I use a square to make the tang on the horn 90 degrees to the trailing edge. Its close enough to be undetectable. So if you don't feel it its not there so it must be perfect. This has always been a problem with engineers. That's one reason Burt Rutan was able to go into space from a junk yard. He didn't need a over engineered $5000.00 door handle he just used car parts to do the same job, that were close enough.
We're pulling away from your nifty build thread, so I'm going to try not to comment too much more on this.
You can go overboard in both directions on this. You can equate "good enough last time" with "perfect", then go on to build a failure, or you can equate "nothing is ever perfect" with "don't risk anything" and stand shivering on the brink of a big pool filled with money and never take the plunge.
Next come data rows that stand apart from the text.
PR #2198, opened 2021-01-26
[DA-1882] Ingest retention eligible data

wangy70:
Ingest the retention metrics data from buckets using google cloud function and task. And remove our current retention status/type logic, use the imported data instead.


rdr_service/dao/retention_eligible_metrics_dao.py
```diff
@@ -0,0 +1,36 @@
...
+                and record.retentionType == retention_eligible_metrics_obj.retentionType \
+                and record.retentionEligibleTime == retention_eligible_metrics_obj.retentionEligibleTime:
+                return record.id, False
+            else:
+                return record.id, True
+        else:
+            return None, None
+
+    def upsert_all_with_session(self, session, retention_eligible_metrics_records):
+        records = list(retention_eligible_metrics_records)
```
kenny-skaggs: Why list them?

kenny-skaggs (dismissed):

wangy70:
Hold this one until we get the file dropped in production env.

rdr_service/alembic/versions/813b74f84338_retention_eligible_import_table.py
```diff
@@ -0,0 +1,92 @@
...
+def downgrade_rdr():
+    # ### commands auto generated by Alembic - please adjust! ###
+    op.drop_column('participant_summary', 'retention_type')
+    op.drop_column('participant_summary', 'retention_eligible_time')
+    op.drop_column('participant_summary', 'retention_eligible_status')
+    op.add_column('participant_summary',
+                  sa.Column('retention_eligible_status', rdr_service.model.utils.Enum(RetentionStatus),
+                            sa.Computed(
+                                '\n    CASE WHEN\n      consent_for_study_enrollment = 1\n      AND (consent_for_electronic_health_records = 1 OR consent_for_dv_electronic_health_records_sharing = 1)\n      AND questionnaire_on_the_basics = 1\n      AND questionnaire_on_overall_health = 1\n      AND questionnaire_on_lifestyle = 1\n      AND withdrawal_status = 1\n      AND suspension_status = 1\n      AND samples_to_isolate_dna = 1\n    THEN 2 ELSE 1\n    END\n',
+                                persisted=True), nullable=True))
```
robabram: Can these computed SQL statements be put in a multi-line Python string variable above in this file for readability, then use the variable in the 'sa.Computed()' function?

kenny-skaggs: Robert, these strings are part of the auto-generated migration and would be for adding back the computed columns if we were to downgrade. I imagine in that scenario we'd refer to the string at https://github.com/all-of-us/raw-data-repository/pull/2198/files#diff-ec950a38bbe9afabace937c2d149d8625b967edae25d41d47df7a676608e704dL74 for readability if needed and would rather leave the migration as is. How does that sound?

kenny-skaggs (approved):

rdr_service/gcloud_functions/retention_eligible_import_function/main.py
```diff
@@ -0,0 +1,89 @@
...
+
+        cloud_file_path = f'{self.event.bucket}/{self.event.name}'
+
+        data = {
+            "file_path": cloud_file_path,
+            "bucket_name": self.event.bucket,
+            "upload_date": self.event.timeCreated,
+        }
+
+        _logger.info("Pushing cloud task...")
```
pegbertsch, line 45: Optional:  Would it be useful to add details from the data dict to the log message to indicate which file the task is expected to process?

pegbertsch (approved):

PR #2199, opened 2021-01-26
Setting up a new lint process

kenny-skaggs:
This updates the lint process to be a little bit more robust and more convenient. Our current process lints all code files as they are on our workstation each time we push to a git branch. This new process will instead lint only the staged files when committing. All files will be linted in CircleCI as part of the unit test check (just in case something slips through).

Everyone will need to follow these steps to update their git hooks:
- cd to `raw-data-repository/.git/hooks`
- Modify the `pre-push` file and remove the line that has `git-hooks/pre-commit`. Alternatively you can delete the `pre-push` file if there's nothing else in there that would run.
- Create a new file named `pre-commit` with the following contents:
```
#!/bin/bash -e
git-hooks/pre-commit
```


.circleci/config.yml
```diff
@@ -18,6 +18,12 @@ commands:
   unittest-app-steps:
     steps:
       - checkout
+      - run:
+          name: Install pylint
+          command: sudo pip install pylint
```
dtharpeuno: Do you need this since the `Setup Python Environment` runs `setup_python_env.sh` which activates the venv and installs pylint? Maybe move the new step `Code static analysis checks` after the `Setup Python Environment` step?

dtharpeuno (approved):
💯

.circleci/config.yml
kenny-skaggs: Good catch, thanks! I thought I'd checked to see if it was part of the requirements file, but I guess I didn't check very closely.

PR #2203, opened 2021-01-28
[DA-1889] MIGRATION - Refactor AW1 workflow and support Control Samples

j-kanuch:
This PR updates the following:
- Refactor the AW1 workflow for more maintainability
- Create a new `genomic_set_member` record if the `parent_sample_id` in the AW1 manifest is found to be in the list of NIST control samples
- Change datatype of `genomic_set_member.biobank_id` to support the control sample `biobank_id` provided in the AW1
- Update the BQ schema to use a new string field for `biobank_id_str`.
- Update the genomic state machine to return the current state if the transition function doesn't recognize the value of the `signal` parameter.

A summary of the control sample workflow follows:
- Control samples are set up from a predetermined list from the Biobank. 
- They are created as `genomic_set_member` records with only the `sample_id` and `genomic_workflow_state` populated.
- The `genomic_workflow_state` is `CONTROL_SAMPLE` (34) for these records
- During AW1 processing, if a `genomic_set_member` isn't found in the RDR on lookup of `collection_tube_id` from the AW1, the workflow looks at the `parent_sample_id` from the AW1 to check if this sub-sample is parented to a control sample.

Yes, when Burt Rutan is personally supervising the build you can use old car parts to build quality airplanes. But this doesn't work as well when you have a whole bunch of people working together on a project. Burt can do it because he's brilliant: he can look at a part and sum it up immediately. Burt is also not building airplanes in quantity, for great masses of idiot pilots. Lesser engineers, building for just anyone, have to analyze the bejesus out of any part, then insist that it be made exactly the same every time, with controls -- when you spread that expense over 100 airplanes, you end up with a $5000 door handle. I've seen the "it's perfect, just use it" attitude cause numerous projects fail, and I've seen as many products with exceedingly lame features leave a wake of irritated and disappointed customers behind, and I've even watched from afar as a client company collapse in the middle of a really fun project because "version control is too expensive". And, we're all seeing Boeing jet liners with batteries that burst into flame -- clearly they didn't spend enough money
there.
On the other hand, I've seen projects that I felt had strong potential never get launched because there was a Nervous Nellie at the helm, I've seen time and money spent flogging problems that were not there and
could have been solved with a hypothetical door handle from a junk yard, and I've had a client company collapse because the owner was unable to triage a bunch of problems in a new product, solve only the worst show-stoppers, and ship before he hit bankruptcy. You don't hear about those failures as often because they're not nearly as showy -- but it does happen, and if you keep your eyes open you'll see it happen.
If the surface flops down both when you hold the plane upright and inverted, then the amount of spring is negligible and you don't need to do any more work on the hinging and controls -- but the spring back is still there.